Prompt | Repeat only the lines below from the one containing "Thank you Jessica." through the one containing "Also remember to", inclusive, exactly as written.

---------- Provided records

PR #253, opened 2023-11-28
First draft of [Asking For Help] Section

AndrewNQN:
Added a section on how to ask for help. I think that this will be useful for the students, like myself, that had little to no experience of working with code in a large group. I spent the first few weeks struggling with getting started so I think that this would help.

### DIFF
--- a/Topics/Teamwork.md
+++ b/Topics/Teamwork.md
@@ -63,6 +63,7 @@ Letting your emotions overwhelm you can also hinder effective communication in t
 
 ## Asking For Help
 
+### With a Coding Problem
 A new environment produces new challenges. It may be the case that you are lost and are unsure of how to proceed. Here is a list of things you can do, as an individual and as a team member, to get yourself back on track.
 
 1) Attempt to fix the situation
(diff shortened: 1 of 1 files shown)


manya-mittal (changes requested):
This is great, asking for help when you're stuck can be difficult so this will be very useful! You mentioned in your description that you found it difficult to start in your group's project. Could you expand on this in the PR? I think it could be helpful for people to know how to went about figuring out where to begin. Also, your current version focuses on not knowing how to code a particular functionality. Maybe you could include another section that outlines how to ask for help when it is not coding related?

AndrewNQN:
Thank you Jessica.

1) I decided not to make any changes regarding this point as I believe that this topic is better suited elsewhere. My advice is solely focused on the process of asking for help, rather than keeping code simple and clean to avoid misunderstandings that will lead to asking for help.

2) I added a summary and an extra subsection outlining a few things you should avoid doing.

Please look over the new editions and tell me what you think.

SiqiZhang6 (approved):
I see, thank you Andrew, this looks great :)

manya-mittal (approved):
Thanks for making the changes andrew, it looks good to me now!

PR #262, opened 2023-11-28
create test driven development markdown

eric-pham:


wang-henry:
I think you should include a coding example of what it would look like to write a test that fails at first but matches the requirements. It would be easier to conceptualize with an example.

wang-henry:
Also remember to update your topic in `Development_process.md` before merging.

--------------------
---------- Provided records

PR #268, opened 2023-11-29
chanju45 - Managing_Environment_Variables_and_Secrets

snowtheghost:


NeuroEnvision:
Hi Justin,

--------------------

Response to this exercise |
Thank you Jessica.

1) I decided not to make any changes regarding this point as I believe that this topic is better suited elsewhere. My advice is solely focused on the process of asking for help, rather than keeping code simple and clean to avoid misunderstandings that will lead to asking for help.

2) I added a summary and an extra subsection outlining a few things you should avoid doing.

Please look over the new editions and tell me what you think.

SiqiZhang6 (approved):
I see, thank you Andrew, this looks great :)

manya-mittal (approved):
Thanks for making the changes andrew, it looks good to me now!

PR #262, opened 2023-11-28
create test driven development markdown

eric-pham:


wang-henry:
I think you should include a coding example of what it would look like to write a test that fails at first but matches the requirements. It would be easier to conceptualize with an example.

wang-henry:
Also remember to update your topic in `Development_process.md` before merging.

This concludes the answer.